**Problem to solve:**
This task calls for copying every line of the records that includes the word "will".
----------
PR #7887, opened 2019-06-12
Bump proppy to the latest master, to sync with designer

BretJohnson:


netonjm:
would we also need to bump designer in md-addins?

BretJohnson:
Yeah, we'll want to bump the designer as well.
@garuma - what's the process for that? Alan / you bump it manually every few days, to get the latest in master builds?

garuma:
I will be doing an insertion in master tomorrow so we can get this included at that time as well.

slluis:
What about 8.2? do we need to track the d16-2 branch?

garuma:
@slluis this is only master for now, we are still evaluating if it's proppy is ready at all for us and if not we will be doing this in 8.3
----------
**Written response:**
I will be doing an insertion in master tomorrow so we can get this included at that time as well.
@slluis this is only master for now, we are still evaluating if it's proppy is ready at all for us and if not we will be doing this in 8.3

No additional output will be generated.